Source data START
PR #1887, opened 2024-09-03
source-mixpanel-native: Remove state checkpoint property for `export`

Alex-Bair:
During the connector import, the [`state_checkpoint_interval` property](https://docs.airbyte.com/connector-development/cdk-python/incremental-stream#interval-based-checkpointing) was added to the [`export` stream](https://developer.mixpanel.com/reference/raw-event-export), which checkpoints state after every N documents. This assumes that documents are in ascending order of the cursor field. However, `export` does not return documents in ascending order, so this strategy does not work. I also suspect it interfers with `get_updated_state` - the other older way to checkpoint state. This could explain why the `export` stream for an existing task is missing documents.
Source data END
Source data START
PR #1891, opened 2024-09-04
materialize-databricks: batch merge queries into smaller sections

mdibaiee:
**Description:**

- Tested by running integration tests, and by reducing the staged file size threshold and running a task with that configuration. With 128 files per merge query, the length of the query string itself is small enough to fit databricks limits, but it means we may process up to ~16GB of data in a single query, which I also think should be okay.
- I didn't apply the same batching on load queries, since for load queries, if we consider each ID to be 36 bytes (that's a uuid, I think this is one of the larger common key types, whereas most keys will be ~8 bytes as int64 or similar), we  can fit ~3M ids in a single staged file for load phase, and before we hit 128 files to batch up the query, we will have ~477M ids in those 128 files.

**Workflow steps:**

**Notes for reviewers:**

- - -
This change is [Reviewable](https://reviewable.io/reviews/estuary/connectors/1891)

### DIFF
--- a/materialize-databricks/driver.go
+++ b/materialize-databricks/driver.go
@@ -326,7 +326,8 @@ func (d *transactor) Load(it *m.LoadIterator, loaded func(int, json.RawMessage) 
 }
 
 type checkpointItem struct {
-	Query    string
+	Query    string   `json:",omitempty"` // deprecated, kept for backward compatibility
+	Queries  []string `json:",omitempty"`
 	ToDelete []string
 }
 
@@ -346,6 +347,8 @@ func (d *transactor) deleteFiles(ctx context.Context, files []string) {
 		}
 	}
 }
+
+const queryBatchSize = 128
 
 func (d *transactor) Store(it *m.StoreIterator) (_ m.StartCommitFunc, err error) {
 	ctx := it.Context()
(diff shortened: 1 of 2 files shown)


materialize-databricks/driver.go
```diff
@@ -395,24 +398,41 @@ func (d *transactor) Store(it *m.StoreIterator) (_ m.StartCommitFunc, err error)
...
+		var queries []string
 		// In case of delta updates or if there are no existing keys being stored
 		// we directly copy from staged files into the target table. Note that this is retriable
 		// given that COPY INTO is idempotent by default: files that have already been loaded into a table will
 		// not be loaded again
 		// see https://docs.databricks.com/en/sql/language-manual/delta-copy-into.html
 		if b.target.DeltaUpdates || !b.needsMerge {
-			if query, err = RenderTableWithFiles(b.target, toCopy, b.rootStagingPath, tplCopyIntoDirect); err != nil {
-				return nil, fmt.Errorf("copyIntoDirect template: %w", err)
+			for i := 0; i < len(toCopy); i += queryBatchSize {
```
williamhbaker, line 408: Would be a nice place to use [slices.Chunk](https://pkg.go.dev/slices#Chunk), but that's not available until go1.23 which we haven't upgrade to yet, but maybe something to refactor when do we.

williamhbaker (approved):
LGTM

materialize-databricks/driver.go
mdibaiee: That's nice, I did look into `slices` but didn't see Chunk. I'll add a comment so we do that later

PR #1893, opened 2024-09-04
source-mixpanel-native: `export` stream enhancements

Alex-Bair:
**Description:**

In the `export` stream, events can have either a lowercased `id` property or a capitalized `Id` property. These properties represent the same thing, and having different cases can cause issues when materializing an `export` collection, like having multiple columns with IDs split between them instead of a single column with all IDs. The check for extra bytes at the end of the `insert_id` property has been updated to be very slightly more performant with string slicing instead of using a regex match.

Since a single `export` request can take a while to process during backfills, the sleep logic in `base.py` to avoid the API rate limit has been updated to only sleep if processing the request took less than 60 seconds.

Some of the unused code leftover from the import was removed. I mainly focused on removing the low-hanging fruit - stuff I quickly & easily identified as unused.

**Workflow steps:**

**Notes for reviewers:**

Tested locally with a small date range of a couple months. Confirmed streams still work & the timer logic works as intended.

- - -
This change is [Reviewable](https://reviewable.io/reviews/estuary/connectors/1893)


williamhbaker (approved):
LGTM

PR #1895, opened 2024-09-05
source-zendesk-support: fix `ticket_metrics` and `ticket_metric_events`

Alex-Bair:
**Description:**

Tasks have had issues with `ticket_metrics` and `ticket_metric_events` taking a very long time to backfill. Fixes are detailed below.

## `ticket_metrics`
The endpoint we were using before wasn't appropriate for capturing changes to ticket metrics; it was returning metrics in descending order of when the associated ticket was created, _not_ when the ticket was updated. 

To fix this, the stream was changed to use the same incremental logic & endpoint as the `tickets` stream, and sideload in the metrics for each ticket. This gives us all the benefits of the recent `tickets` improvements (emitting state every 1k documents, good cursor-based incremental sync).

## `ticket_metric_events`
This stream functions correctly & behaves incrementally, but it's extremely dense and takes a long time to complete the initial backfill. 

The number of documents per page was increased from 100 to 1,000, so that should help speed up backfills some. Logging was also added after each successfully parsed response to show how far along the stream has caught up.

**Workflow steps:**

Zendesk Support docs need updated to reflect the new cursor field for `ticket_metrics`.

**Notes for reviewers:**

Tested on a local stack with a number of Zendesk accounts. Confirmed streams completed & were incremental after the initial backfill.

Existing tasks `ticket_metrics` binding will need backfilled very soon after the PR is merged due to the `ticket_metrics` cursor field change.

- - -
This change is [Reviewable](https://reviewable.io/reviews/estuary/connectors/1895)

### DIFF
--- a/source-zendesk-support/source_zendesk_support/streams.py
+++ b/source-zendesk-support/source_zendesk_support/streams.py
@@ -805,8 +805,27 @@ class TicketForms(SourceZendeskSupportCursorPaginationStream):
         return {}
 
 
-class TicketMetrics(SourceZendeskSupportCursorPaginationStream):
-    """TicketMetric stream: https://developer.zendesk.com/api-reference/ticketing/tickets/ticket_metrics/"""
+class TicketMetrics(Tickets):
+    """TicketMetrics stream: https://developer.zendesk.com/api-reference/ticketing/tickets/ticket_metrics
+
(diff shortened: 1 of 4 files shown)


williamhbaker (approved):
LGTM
Source data END
Source data START
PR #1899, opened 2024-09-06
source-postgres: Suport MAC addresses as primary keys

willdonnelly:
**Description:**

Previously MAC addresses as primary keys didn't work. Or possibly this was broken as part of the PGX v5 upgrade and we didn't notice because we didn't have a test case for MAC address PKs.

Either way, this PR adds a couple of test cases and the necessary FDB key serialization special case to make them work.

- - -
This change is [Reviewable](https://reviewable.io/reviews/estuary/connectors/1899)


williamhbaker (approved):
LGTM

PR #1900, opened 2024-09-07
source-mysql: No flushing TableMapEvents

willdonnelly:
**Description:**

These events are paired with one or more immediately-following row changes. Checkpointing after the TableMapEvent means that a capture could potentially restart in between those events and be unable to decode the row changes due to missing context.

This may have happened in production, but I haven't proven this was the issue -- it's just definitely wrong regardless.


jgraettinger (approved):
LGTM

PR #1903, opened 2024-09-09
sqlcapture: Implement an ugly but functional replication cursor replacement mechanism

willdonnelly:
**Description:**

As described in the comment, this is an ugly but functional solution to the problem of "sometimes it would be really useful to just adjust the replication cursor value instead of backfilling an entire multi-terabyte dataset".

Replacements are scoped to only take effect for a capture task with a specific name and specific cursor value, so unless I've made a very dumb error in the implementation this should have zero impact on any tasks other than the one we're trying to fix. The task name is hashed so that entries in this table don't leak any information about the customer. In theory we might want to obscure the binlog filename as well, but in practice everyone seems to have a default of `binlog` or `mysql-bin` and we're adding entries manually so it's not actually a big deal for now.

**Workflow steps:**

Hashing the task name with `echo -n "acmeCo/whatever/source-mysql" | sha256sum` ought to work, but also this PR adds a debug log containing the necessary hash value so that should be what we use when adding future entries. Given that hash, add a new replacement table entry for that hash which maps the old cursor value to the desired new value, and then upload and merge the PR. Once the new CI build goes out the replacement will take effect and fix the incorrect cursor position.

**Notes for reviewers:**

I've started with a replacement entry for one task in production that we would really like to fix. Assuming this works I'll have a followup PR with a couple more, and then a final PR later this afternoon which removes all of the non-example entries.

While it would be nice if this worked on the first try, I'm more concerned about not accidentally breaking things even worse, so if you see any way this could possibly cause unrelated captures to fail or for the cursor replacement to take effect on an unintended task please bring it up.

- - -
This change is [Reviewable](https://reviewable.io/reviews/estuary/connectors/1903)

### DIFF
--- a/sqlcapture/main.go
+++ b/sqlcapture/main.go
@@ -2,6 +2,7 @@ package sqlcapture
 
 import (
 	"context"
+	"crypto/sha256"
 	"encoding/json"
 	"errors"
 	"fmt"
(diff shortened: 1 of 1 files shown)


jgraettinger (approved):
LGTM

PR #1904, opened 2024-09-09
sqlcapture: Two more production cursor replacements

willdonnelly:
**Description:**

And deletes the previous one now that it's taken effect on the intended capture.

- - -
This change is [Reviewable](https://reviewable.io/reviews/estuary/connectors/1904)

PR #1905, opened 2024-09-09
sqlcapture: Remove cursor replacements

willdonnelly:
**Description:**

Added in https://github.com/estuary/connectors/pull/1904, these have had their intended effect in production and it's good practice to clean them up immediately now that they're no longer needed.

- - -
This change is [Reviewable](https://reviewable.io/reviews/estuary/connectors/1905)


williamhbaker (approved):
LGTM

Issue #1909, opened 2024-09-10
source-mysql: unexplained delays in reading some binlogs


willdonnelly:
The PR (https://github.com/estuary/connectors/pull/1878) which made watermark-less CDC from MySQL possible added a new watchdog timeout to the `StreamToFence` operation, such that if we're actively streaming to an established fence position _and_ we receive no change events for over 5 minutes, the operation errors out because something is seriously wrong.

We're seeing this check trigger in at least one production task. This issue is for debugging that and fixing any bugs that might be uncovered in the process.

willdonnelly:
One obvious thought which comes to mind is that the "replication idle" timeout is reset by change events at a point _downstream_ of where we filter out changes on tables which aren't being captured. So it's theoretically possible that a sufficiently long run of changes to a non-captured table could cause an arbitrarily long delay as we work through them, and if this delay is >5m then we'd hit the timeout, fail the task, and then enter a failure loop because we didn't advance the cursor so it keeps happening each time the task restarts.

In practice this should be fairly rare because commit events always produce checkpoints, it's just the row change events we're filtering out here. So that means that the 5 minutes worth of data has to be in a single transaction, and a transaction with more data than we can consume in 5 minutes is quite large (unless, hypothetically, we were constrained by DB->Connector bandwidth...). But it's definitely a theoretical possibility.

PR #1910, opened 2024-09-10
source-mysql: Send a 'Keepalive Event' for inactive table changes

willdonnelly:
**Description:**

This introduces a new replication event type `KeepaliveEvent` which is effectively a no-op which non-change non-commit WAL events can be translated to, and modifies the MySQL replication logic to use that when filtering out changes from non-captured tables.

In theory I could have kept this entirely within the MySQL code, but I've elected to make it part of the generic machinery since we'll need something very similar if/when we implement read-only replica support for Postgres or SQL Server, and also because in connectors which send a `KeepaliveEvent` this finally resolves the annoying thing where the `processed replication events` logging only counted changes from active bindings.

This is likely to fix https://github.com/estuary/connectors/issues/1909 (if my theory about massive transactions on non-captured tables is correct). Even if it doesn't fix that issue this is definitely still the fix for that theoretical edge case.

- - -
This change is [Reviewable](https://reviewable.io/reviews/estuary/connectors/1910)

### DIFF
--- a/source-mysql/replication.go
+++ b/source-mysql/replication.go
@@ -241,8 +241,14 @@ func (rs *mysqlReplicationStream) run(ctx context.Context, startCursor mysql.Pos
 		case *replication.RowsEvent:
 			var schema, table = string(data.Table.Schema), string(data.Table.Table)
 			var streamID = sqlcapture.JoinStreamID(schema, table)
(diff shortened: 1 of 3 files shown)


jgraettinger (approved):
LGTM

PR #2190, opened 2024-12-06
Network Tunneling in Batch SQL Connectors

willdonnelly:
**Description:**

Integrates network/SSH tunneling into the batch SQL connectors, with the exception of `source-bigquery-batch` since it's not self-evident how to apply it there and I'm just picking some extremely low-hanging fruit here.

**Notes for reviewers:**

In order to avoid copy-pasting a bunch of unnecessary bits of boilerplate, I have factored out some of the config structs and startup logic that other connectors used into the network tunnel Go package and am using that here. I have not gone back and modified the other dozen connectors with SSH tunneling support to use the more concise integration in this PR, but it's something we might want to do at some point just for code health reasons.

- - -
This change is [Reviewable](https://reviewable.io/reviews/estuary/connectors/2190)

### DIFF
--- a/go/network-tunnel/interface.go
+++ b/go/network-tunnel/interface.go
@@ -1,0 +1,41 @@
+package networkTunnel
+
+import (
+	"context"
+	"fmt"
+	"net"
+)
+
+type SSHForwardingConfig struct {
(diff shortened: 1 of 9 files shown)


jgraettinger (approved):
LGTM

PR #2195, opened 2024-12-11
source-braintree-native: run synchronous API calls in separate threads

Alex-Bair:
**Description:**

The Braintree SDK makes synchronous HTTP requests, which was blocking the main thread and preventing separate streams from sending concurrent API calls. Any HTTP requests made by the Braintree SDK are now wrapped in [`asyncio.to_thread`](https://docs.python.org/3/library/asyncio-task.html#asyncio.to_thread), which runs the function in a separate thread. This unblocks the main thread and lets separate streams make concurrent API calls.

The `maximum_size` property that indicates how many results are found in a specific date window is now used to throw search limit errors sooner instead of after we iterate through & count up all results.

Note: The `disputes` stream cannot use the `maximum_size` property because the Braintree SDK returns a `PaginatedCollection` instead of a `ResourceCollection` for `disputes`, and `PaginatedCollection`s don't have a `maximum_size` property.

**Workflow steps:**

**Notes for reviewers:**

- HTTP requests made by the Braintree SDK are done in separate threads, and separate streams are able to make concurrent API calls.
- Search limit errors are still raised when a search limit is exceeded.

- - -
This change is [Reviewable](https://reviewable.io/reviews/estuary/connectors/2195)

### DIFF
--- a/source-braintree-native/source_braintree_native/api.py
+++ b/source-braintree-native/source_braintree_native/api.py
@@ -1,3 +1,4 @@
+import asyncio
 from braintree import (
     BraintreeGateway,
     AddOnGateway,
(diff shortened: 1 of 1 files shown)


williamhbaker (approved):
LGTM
Source data END
**What the exercise asks**
Extract every line containing the string "haven" from the data above.

**Answer box**
williamhbaker, line 408: Would be a nice place to use [slices.Chunk](https://pkg.go.dev/slices#Chunk), but that's not available until go1.23 which we haven't upgrade to yet, but maybe something to refactor when do we.
This may have happened in production, but I haven't proven this was the issue -- it's just definitely wrong regardless.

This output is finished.